▶ Task directions
Reproduce precisely the lines of the listing below, starting with the line that contains "Why the new options doesn't appear here?" and stopping after the line that contains "can use carbon-custom-elements.netlify.app."; include nothing else.

===============

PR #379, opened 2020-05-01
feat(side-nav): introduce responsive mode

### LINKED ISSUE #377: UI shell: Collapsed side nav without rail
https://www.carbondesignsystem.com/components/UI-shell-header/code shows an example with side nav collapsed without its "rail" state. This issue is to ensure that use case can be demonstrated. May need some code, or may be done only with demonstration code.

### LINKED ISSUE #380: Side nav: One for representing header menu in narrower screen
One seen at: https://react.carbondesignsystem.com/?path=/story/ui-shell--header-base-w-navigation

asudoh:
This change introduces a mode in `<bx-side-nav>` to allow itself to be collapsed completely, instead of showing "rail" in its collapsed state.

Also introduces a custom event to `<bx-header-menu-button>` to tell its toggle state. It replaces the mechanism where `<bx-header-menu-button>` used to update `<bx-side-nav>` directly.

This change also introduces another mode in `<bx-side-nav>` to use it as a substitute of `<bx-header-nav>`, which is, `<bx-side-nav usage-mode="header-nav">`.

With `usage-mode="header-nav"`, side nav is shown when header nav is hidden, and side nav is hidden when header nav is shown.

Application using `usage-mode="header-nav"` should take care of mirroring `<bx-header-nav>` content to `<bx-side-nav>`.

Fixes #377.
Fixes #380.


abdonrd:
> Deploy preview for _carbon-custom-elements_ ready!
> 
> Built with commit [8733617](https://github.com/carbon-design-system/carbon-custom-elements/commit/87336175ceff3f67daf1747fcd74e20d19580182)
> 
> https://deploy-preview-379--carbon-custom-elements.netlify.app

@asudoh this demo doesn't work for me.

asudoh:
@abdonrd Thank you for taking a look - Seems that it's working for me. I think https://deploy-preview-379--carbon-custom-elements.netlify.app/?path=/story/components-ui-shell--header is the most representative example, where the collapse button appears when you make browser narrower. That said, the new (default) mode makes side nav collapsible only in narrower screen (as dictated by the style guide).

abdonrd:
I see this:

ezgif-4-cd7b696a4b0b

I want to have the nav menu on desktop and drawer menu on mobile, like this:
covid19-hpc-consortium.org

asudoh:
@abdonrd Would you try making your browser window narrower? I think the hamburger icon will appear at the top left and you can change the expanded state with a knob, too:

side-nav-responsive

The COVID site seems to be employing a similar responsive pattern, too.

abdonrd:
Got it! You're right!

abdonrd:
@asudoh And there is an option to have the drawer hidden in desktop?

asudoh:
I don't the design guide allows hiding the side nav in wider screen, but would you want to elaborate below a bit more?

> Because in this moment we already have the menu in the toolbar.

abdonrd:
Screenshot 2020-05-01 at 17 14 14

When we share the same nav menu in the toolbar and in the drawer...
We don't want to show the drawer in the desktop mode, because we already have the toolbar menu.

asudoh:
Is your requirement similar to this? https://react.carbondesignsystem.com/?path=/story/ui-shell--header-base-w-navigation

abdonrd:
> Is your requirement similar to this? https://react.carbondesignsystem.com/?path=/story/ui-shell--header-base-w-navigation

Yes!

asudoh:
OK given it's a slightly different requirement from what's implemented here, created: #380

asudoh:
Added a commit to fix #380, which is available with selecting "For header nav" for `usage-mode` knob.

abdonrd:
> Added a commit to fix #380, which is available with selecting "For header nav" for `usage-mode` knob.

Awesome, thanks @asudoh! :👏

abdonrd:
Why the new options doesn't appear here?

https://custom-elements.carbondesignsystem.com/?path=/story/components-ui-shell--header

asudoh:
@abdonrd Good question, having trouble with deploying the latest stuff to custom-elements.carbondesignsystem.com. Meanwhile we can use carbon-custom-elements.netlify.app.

===============

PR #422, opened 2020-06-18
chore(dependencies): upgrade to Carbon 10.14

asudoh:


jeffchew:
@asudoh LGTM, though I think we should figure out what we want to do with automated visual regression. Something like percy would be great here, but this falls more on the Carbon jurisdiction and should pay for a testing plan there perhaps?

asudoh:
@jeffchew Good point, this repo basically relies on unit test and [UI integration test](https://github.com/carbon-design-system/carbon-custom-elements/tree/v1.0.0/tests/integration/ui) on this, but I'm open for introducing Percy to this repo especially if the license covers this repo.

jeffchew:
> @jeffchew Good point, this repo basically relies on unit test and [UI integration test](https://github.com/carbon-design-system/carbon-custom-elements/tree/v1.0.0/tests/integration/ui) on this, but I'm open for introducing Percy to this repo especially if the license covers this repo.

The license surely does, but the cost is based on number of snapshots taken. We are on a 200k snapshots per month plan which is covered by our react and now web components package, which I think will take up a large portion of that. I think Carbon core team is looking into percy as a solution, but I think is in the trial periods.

===============

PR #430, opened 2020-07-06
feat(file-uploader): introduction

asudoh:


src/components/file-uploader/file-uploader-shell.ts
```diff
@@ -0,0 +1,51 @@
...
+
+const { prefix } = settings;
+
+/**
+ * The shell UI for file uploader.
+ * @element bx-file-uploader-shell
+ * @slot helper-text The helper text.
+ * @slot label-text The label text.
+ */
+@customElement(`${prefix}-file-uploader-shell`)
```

===============

▶ Output below
Why the new options doesn't appear here?

https://custom-elements.carbondesignsystem.com/?path=/story/components-ui-shell--header

asudoh:
@abdonrd Good question, having trouble with deploying the latest stuff to custom-elements.carbondesignsystem.com. Meanwhile we can use carbon-custom-elements.netlify.app.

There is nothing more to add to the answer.